Ab welchem lvl kann man in Feralas ausbilden?? bin lvl.31, (war "Mitläufer" auf dem Weg dahin) und steh seit geschlagenen 5 lvl auf Stufe 225.

Schon ml Dank vorab.


----------



## White Jen (15. November 2006)

Gaudi schrieb:


> Dieser Inhalt steht nur eingeloggten Mitgliedern zur Verfügung.
> 
> 
> Danke sehr ! Gibt es auch noch einen leherer danach zu finden ?

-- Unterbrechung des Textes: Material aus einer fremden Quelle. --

Issue #2419, opened 2021-08-17
Inefficient, redundant, schema saving


ldeffenb:
#### Summary
While investigating the slowness of node shutdown and discovering that it was mainly due to how long the kademlia takes to flush peer metrics, I noticed that the metrics were actually updating the statestore schema for each field of each peer that was being saved.  In this process, the current schema is first loaded from the database and unmarshalled into RAM.  The new field is then added to this which is then marshalled and written to the DB.

Given that 100s or 1,000s of keys are added in a single kademlia metrics flush, this results in a lot of unnecessary overhead showing up as copious CPU consumption during metrics flushing.

#### Steps to reproduce
Run a new (or even existing) node for a while to accumulated new peer metrics.  When you shut down the node, you will see a large CPU consumption for a long time (read: seconds, to minutes, to hours).  Inspecting the active goroutines and their stacks, you will see that the kademlia metrics flusher is active and bounding around in the shed doing these schema modifications.

Note: I didn't detect the issue using the stacks, but with iterative additions of logging down through the various layers.

#### Expected behavior
Given that locks are already in place to ensure a single schema modification is active at any point in time, why re-read the schema?  According to my testing logs, the schema size is not large enough to impact memory utilization, so simply cache the current version between updates.

#### Actual behavior
Bee wastes lots of CPU resources loading and unmarshalling the schema during kademlia peer metrics flushing.  By caching the current schema version, this time is easily reduced by 50%.

mrekucci:
Fixed in #2452

PR #2420, opened 2021-08-17
feat: cache schema between updates

ldeffenb:
Implements #2419

---
This change is [Reviewable](https://reviewable.io/reviews/ethersphere/bee/2420)

### DIFF
--- a/pkg/shed/db.go
+++ b/pkg/shed/db.go
@@ -51,6 +51,7 @@ type Options struct {
 // information about naming and types.
 type DB struct {
 	ldb     *leveldb.DB
+	sch     *schema
 	metrics metrics
 	quit    chan struct{} // Quit channel to stop the metrics collection before closing the database
 }
@@ -95,6 +96,7 @@ func NewDBWrap(ldb *leveldb.DB) (db *DB, err error) {
 
 	db = &DB{
 		ldb:     ldb,
+		sch:     nil,
 		metrics: newMetrics(),
 	}
 
--- a/pkg/shed/schema.go
+++ b/pkg/shed/schema.go
@@ -147,17 +147,22 @@ func (db *DB) schemaIndexPrefix(name string) (id byte, err error) {
 // getSchema retrieves the complete schema from
 // the database.
 func (db *DB) getSchema() (s schema, err error) {
+	if db.sch != nil {
+		return *db.sch, nil
+	}
 	b, err := db.Get(keySchema)
 	if err != nil {
 		return s, err
 	}
 	err = json.Unmarshal(b, &s)
+	db.sch = &s
 	return s, err
 }
 
 // putSchema stores the complete schema to
 // the database.
 func (db *DB) putSchema(s schema) (err error) {
+	db.sch = &s
 	b, err := json.Marshal(s)
 	if err != nil {
 		return err


pkg/shed/db.go
```diff
@@ -95,6 +96,7 @@ func NewDBWrap(ldb *leveldb.DB) (db *DB, err error) {
 
 	db = &DB{
 		ldb:     ldb,
+		sch:     nil,
```
acud, line 99: no need to initialize a field that is a pointer to a `nil` value as this is the default value

pkg/shed/schema.go
```diff
@@ -147,17 +147,22 @@ func (db *DB) schemaIndexPrefix(name string) (id byte, err error) {
 // getSchema retrieves the complete schema from
 // the database.
 func (db *DB) getSchema() (s schema, err error) {
+	if db.sch != nil {
```
acud, line 150: since there's no mutex here, this will result in a panic

pkg/shed/schema.go
```diff
@@ -147,17 +147,22 @@ func (db *DB) schemaIndexPrefix(name string) (id byte, err error) {
...
+		return *db.sch, nil
+	}
 	b, err := db.Get(keySchema)
 	if err != nil {
 		return s, err
 	}
 	err = json.Unmarshal(b, &s)
+	db.sch = &s
```
acud, line 158: same here

pkg/shed/schema.go
```diff
@@ -147,17 +147,22 @@ func (db *DB) schemaIndexPrefix(name string) (id byte, err error) {
...
 	return s, err
 }
 
 // putSchema stores the complete schema to
 // the database.
 func (db *DB) putSchema(s schema) (err error) {
+	db.sch = &s
```
acud, line 165: same here

acud (changes requested):

acud:
Also, I am not sure how this will behave when we run schema migrations. @janos?

pkg/shed/schema.go
ldeffenb: How will testing if the schema is nil cause a panic?  We're not de-referencing db.sch here, but simply testing if it is populated.

pkg/shed/schema.go
ldeffenb: Again, since we're just remembering the schema, I don't see any chance for a panic here.

pkg/shed/schema.go
ldeffenb: And ditto to this one.  sch is a pointer to the schema, not the schema itself.  No panics are possible AFAIK.

pkg/shed/db.go
ldeffenb: I included that just to make it clear that the initial state is that no schema is currently cached.

acud: it is not needed. a comment should suffice

pkg/shed/schema.go
acud: a pointer is still a memory address and has a value, that value is stored in the memory address. the fact that we are not dereferencing the value does not mean we are not accessing the same memory address (in this case of the pointer) and this needs synchronization. afaik when the runtime tries to read and write at the same time to the same memory location it will panic. the fact that you haven't seen the panic does not mean it will not happen. in any case, when accessing a shared resource across different goroutines it is accustomed to use a mutex in order to prevent data races

janos:
@ldeffenb thanks fo this PR, but I think that the problem described in should be actually fixed in kademlia metrics where shed is used. I think that shed is not needed at all there as it is used with such a big overhead on changing schema on every update. I am not sure if the shed.Uint64Field is the correct type to be used within the current Flush implementation and that https://github.com/ethersphere/bee/blob/master/pkg/shed/field_struct.go#L28 can be used much more efficiently while keeping the shed for metrics storage.

I think that caching the schema may lead to some unexpected and hidden issues with shed schemas as @acud already pointed about migrations.

ldeffenb:
@janos - I concur that the proper long-term fix is to change the way kademlia persists the peer metrics.  But the node operators need some sooner relief when their nodes take literally hours to shut down cleanly, during which time they are undetectably inoperable.

@acud - I appreciate your concerns about unexpected and hidden issues with this use of the shed, but if you consider the exposed API consisting only of load and save of the entire schema, you will begin to see that this change is completely safe within that architecture.  The window would seem to already exist that multiple routines can fetch the schema, make their own modifications to it and the last one to put the schema wins.

However, I did examine all of the callers of these routines and determined that they all provide the locking protection (or suitable single-threadedness) that you and I know would need to exist to keep this approach "safe".  Otherwise there would already be issues occurring with losing pieces of the schema if there existed any unprotected use of schema get/put.

The choice is ultimately your's on whether or not you accept the PR.  If it helps, I've been running this on my nodes for two or three months now because I restart them too often to deal with the delays.  And none of those nodes have crashed for any reason, let alone this one.  And I figure it's better to have this fix running rather than just aborting the node while it is still trying to write out the metrics which risks even more DB corruption.

acud:
> Oh, and migrations occur before the node starts anything, so they would not be subject to any concurrent access or there'd be many many more issues with db consistency in the face of migrations, especially with the single get/put API to the schema.

The problem with migrations is not one of concurrency, but one of caching. When the db schema changes during a migration the actual schema changes and since you are caching it, you are caching the old schema, and it is a bit unclear how this will behave when we do need to run a migration

janos:
@ldeffenb it is correct that the problem is very severe, but this solution may present even bigger ones. One of which is caching the schema can result in invalid schema information as it may change on every metrics flush where keys for counters are updated. I do not see that changing to use StructField would be so complex or difficult. On the other hand, I would even question the need for persisting metrics as they are part of the instrumentation, persisted by the infrastructure.

ldeffenb:
> The problem with migrations is not one of concurrency, but one of caching. When the db schema changes during a migration the actual schema changes and since you are caching it, you are caching the old schema, and it is a bit unclear how this will behave when we do need to run a migration
> 
> Just to reiterate, when different `shed.Index`es keep different shadow copies of the schema and the schema changes they will not update their schema.

If the different indexes are keeping shadow copies of the schema, and if they eventually put an updated version of that, they will have instantly overwritten changes to the schema made by other users.  There is only a get and a put on the schema, there is no "merge" nor "individual update".  So, if a cached copy exists outside of the shed, it is hopefully only for local reference and not subsequent update.  And if this is true, then they obviously are not interested in any outside updates because if they were, they'd have to be getting the schema anyway in which case the proposed change is perfectly safe.

ldeffenb:
> @ldeffenb it is correct that the problem is very severe, but this solution may present even bigger ones. One of which is caching the schema can result in invalid schema information as it may change on every metrics flush where keys for counters are updated. I do not see that changing to use StructField would be so complex or difficult. On the other hand, I would even question the need for persisting metrics as they are part of the instrumentation, persisted by the infrastructure.

It is precisely the schema change on metrics flushing that drove me to propose this change.  Because of the volume of schema changes caused by a single metrics flush, there is a severe performance drain on the bee node.  My first thought was "why, oh why are they persisting the metrics with schema updates", and then it was "ok, they're doing it that way, so let's make it less of an impact" which led to this proposal.

Changing the actual peer metrics persistence approach and/or eliminating the persistence entirely goes beyond my current golang abilities, so I'll have to leave that to someone more capable than myself.

Hopefully this performance issue can be raised internally and a decision made, because the current implementation is certainly hurting bee performance and the swarm availability when swap-endpoint issues arise and nodes go invisibly offline for hours as they work to persist their peer metrics during kademlia shutdown.  (Although my other two PRs will mitigate that somewhat)

ldeffenb:
It seems there is strong resistance to accepting this PR, even as a performance stopgap until a more proper peer metrics persistence approach can be conceived and implemented.  I am perfectly fine if you simply close it now, but I personally will continue to run with this in my nodes as it truly does deliver quite the performance boost / resource reduction.

acud:
Yep I would scratch this PR and I would suggest the following: instead of waiting for the Finalize method to finish, I would pass an expiring context to it that expires with a reasonable amount of time (say, 5 seconds), and just exit the finalize method in case the context expires. Since this information is not mission critical, we can live with a partial dirty shutdown here.

acud:
proposed solution here https://github.com/ethersphere/bee/pull/2428

PR #2424, opened 2021-08-17
feat: flush metrics in separate goroutine

### LINKED ISSUE #2423: Kademlia doesn't save peer metrics
#### Summary
While investigating the slowness of node shutdown and discovering that it was mainly due to how long the kademlia takes to flush peer metrics, I noticed that the metrics were not actually being saved every 15 seconds as the code would seem to indicate.  This is due to how long and how many pending requests there are for the connection requirements of MangeC.

And worse, when/if the peer metrics do attempt to flush, they take a very long time to complete during which time the connection features of the ManageC loop do not execute resulting in lost peer connections not being recovered even to the point of losing kademlia depth which has serious ramifications on the pullsync activity.  This is actually what led me to this research when I saw my pullsync activity ramp up only to notice that my topology depth had dropped and then to notice that kademlia had not logged any connections attempts for several hours.

#### Steps to reproduce
Just look at the metrics of any long-running active mainnet node.  The following node has been running for weeks and has logged a SINGLE `bee_kademlia_internal_metrics_flush_time_count` which took 5.4702293483513e+13 of whatever units this time is specified in, but it's a LONG time.
```
# HELP bee_kademlia_internal_metrics_flush_time The time spent flushing the internal metrics about peers to the state-store.
# TYPE bee_kademlia_internal_metrics_flush_time histogram
bee_kademlia_internal_metrics_flush_time_bucket{le="0.005"} 0
<snip>
bee_kademlia_internal_metrics_flush_time_bucket{le="10"} 0
bee_kademlia_internal_metrics_flush_time_bucket{le="+Inf"} 1
bee_kademlia_internal_metrics_flush_time_sum 5.4702293483513e+13
bee_kademlia_internal_metrics_flush_time_count 1
# HELP bee_kademlia_internal_metrics_flush_total_errors Number of total errors occurred during flushing the internal metrics to the state-store.
# TYPE bee_kademlia_internal_metrics_flush_total_errors counter
bee_kademlia_internal_metrics_flush_total_errors 0
```

#### Expected behavior
I would expect the kademlia peer metrics to flush out periodically reducing the number that need to flush at process shutdown.  Further, I would expect connection attempts to continue even though metrics were taking a long time to flush.

#### Actual behavior
Per the metrics, the kademlia peer metrics are not flushing while the node is running but do a full flush at node shutdown.

ldeffenb:
Fixes #2423 

This PR moves the kademlia metrics flushing out of the main ManageC loop and into a dedicated goroutine.  This solves the issue of the 15 second timer never (or rarely) actually firing and the metrics never actually flushing until the node is terminated.  The new goroutine is added to the wait group and marks itself done when it exits so that the kademlia shutdown logic remains consistent.

I also changed the timer to 5 minutes since the metrics do actually get flushed now without competing with the connector.  The shutdown logic in Close still Finalizes the metrics collector which will ensure that the most recent updates are still persisted.

You will also notice a new Tracef log showing that the flush happened and how long it took to execute. This is similar to the existing log in the connector loop that shows activity along with the new depth.  At least with this log, we can be sure that the metrics are flushing periodically.

I did consider if this is "safe" to write the metrics from an independent goroutine for locking and consistency purposes, and given the "dirty" CAS counter on the individual metrics, I'm certain that metrics consistency will be eventually attained even if a given peer metric changes while being persisted.  This seems to be the only reason for the dirty counter on the metrics anyway.

---
This change is [Reviewable](https://reviewable.io/reviews/ethersphere/bee/2424)

### DIFF
--- a/pkg/topology/kademlia/kademlia.go
+++ b/pkg/topology/kademlia/kademlia.go
@@ -506,19 +506,32 @@ func (k *Kad) manage() {
 	peerConnChan2 := make(chan *peerConnInfo)
 	go k.connectionAttemptsHandler(ctx, &wg, peerConnChan, peerConnChan2)
 
+	k.wg.Add(1)
+	go func() {
+		defer k.wg.Done()
+		for {
+			select {
+			case <-k.halt:
+				return
+			case <-k.quit:
+				return
+			case <-time.After(5 * time.Minute):
+				start := time.Now()
+				if err := k.collector.Flush(); err != nil {
+					k.metrics.InternalMetricsFlushTotalErrors.Inc()
+					k.logger.Debugf("kademlia: took %s unable to flush metrics counters to the persistent store: %v", time.Since(start), err)
+				} else {
+					k.metrics.InternalMetricsFlushTime.Observe(float64(time.Since(start).Nanoseconds()))
+					k.logger.Tracef("kademlia took %s to flush", time.Since(start))
+				}
+			}
+		}
+	}()
+
 	for {
 		select {
 		case <-k.quit:
 			return
-		case <-time.After(15 * time.Second):
-			start := time.Now()
-			if err := k.collector.Flush(); err != nil {
-				k.metrics.InternalMetricsFlushTotalErrors.Inc()
-				k.logger.Debugf("kademlia: unable to flush metrics counters to the persistent store: %v", err)
-			} else {
-				k.metrics.InternalMetricsFlushTime.Observe(float64(time.Since(start).Nanoseconds()))
-			}
-			k.notifyManageLoop()
 		case <-k.manageC:
 			start := time.Now()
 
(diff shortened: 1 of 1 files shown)


acud:
This looks ok. But there's no guarantee that a flushing operation does not occur twice on shutdown. Could you please somehow ensure that?

ldeffenb:
> This looks ok. But there's no guarantee that a flushing operation does not occur twice on shutdown. Could you please somehow ensure that?

That is why the dirty flag is set and checked on each peer's metrics.  If the metrics are not dirty, they won't redundantly flush, either on the periodic or Finalize.  The same collector.flush() method is used in both instances and it will skip over metrics that are clean, provided, of course, that #2418 is adopted.

ldeffenb:
I noticed in my final review and testing of this PR that I inadvertently removed the 15 second k.notifyManageLoop() reducing the interval at which connections are attempted outside of receiving new peer notifications.  I restored this timer to notify, but retained the 5 minute timer in the new goroutine as it doesn't make sense IMHO to poll all of the peer metrics every 15 seconds just to notify the connection loop.

acud (approved):

istae (approved):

nein,das ist der höchste lehrer.Leider musst du dich dann bis 300 selber neue sachen beibringen,da der Alchimistenlehrer dir in den sümpfen nicht mehr so viele sachen beibringt.Ich musste mir ca. 2 Rezepte selber kaufen,um mich den rest auf 300 zu skillen.

Tipp: Viele Rezepte(nicht grün) die im ah angebietet werden,kannst du auch bei Händlern kaufen,und die sind meist um ein vieles billiger.

In Og kann man sich rezept Wuttrank und großer Wuttrank bei nem Händler kaufen.Im Ah setzten die gekauften Rezepte,die sie z.B 1G 5s gekauft haben dann locker für 5 G rein.Darum mach dich erst schlau,welche man beim Händler kaufen kann und welche nicht


----------